Task directions -> The required output is the exact run of lines below that opens at the line with "This issue should" and closes at the line with "throw a warning, so".

Record excerpts ->
PR #775, opened 2023-02-19
feat(base): add embark-target face

nbarrientos:
Embark [remaps](https://github.com/oantolin/embark/blob/1f6c87d79f5d138cd128c230d727c796b4bc46cd/embark.el#L3333) `vertico-current` to `embark-target` [0] so to make the selected candidate highlighting consistent it makes sense to align how Doom themes customises `embark-target`, too.


doom-themes-base.el
```diff
@@ -816,6 +816,8 @@
     (ivy-posframe-border :inherit 'internal-border)
     ;;;; selectrum
     (selectrum-current-candidate :background region :extend t)
+    ;;;; embark
+    (embark-target :background region :extend t)
```
hlissner, line 820: Could you move this up above `;;;; enh-ruby-mode ...` and below `;;;; elscreen` (i.e. [above this line](https://github.com/doomemacs/themes/blob/b5ff201f4bea4286e9ed015a2043cf2394182232/doom-themes-base.el#L516))? These sections are ordered alphabetically.

hlissner: Also, use hard inheritance here:

```lisp
((embark-target &inherit vertico-current))
```

The difference between this and `:inherit` is that `&inherit` copies the inherited face's attributes when the theme is compiled, rather than loaded, and allows it to work even if vertico is never loaded/installed.

hlissner (changes requested):

doom-themes-base.el
nbarrientos: Thanks for the feedback! I've incorporated all the suggested changes.

hlissner:
LGTM! Thanks for your help!

Issue #753, opened 2022-09-07
Warnings: nil value is invalid


seagle0128:
### Theme(s)

All themes (base)

### What were you expecting?

No warnings

### What actually happened?

In recent 29.1, these warnings come out.

```
Warning: setting attribute ‘:background’ of face ‘ivy-minibuffer-match-face-1’: nil value is invalid, use ‘unspecified’ instead.
...
```

### Steps to reproduce

1. Installed doom-themes.
2. Load doom-one theme.

### Operating system

All

### Emacs version

29.0.50

### Installed commit of doom-themes

latest

elken:
Think this is related to https://github.com/emacs-mirror/emacs/commit/d0a66f3

AFAIU I don't think we're planning to support HEAD until things start to stabilize a bit.

seagle0128:
Make sense...

hlissner:
This issue should now be resolved. Let me know if that isn't the case and I'll reopen it. Thanks for bringing it to my attention!

Ethanlinyf:
I also still have the same issue: 

Warning: setting attribute ‘:background’ of face ‘font-lock-comment-face’: nil value is invalid, use ‘unspecified’ instead.

emacs-plus@29 on MacBook Pro 2021 with macOS, Ventura 13.1

seagle0128:
I think this may cause the issue. e.g.

```elisp
((font-lock-comment-face &override) :background (if doom-feather-light-brighter-comments base0) :italic t)
```

BobenHome:
> Hi @hlissner I still got this error:
> 
> ```
> Warning: setting attribute ‘:background’ of face ‘font-lock-comment-face’: nil value is invalid, use ‘unspecified’ instead.
> ```

How did you fix it later?

hlissner:
I've slowly been stomping out the lingering `nil`'s in our themes. Though there may be a couple more, I *think* I can consider this issue mostly resolved for now. Feel free to follow up here if you find an issue that still emits this warning, however.

PR #777, opened 2023-03-09
fix: handle all nil => unspecified cases

elken:
A recent change to Emacs 29 makes setting a face attribute to nil now
throw a warning, so using some advice we recur through a face spec (only
when there's a valid spec) and change all the nils to 'unspecified.

I'm aware this probably isn't the _best_ way to handle it, I'm open to suggestions here.

Fixes: #753


hlissner:
`doom-themes--custom-set-unspecified` was a step further than I was willing to go to address this (I'd rather swap out all the `nil`'s in the themes), but I've absorbed the other two changes into d07c54e. Thanks for your help, in any case!

PR #818, opened 2024-01-09
Fix: show-paren fg val from 'nil' to 'unspecified'

yaaama:
This commit fixes a warning Emacs sends regarding the foreground value being set to nil for show-paren faces in the gruvbox theme.

The faces that cause the warning are: 'show-paren-match' and 'show-paren-mismatch'.
Instead of setting it to nil, it is now 'unspecified'.

Common issue it seems like with the new changes to Emacs.

-----
- [x] My changes are not on [the do-not-PR list](https://doomemacs.org/d/do-not-pr) for this project.
- [ ] My commits conform to [the git conventions](https://doomemacs.org/d/git-conventions).


hlissner (approved):

hlissner:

Expected output ->
This issue should now be resolved. Let me know if that isn't the case and I'll reopen it. Thanks for bringing it to my attention!

Ethanlinyf:
I also still have the same issue: 

Warning: setting attribute ‘:background’ of face ‘font-lock-comment-face’: nil value is invalid, use ‘unspecified’ instead.

emacs-plus@29 on MacBook Pro 2021 with macOS, Ventura 13.1

seagle0128:
I think this may cause the issue. e.g.

```elisp
((font-lock-comment-face &override) :background (if doom-feather-light-brighter-comments base0) :italic t)
```

BobenHome:
> Hi @hlissner I still got this error:
> 
> ```
> Warning: setting attribute ‘:background’ of face ‘font-lock-comment-face’: nil value is invalid, use ‘unspecified’ instead.
> ```

How did you fix it later?

hlissner:
I've slowly been stomping out the lingering `nil`'s in our themes. Though there may be a couple more, I *think* I can consider this issue mostly resolved for now. Feel free to follow up here if you find an issue that still emits this warning, however.

PR #777, opened 2023-03-09
fix: handle all nil => unspecified cases

elken:
A recent change to Emacs 29 makes setting a face attribute to nil now
throw a warning, so using some advice we recur through a face spec (only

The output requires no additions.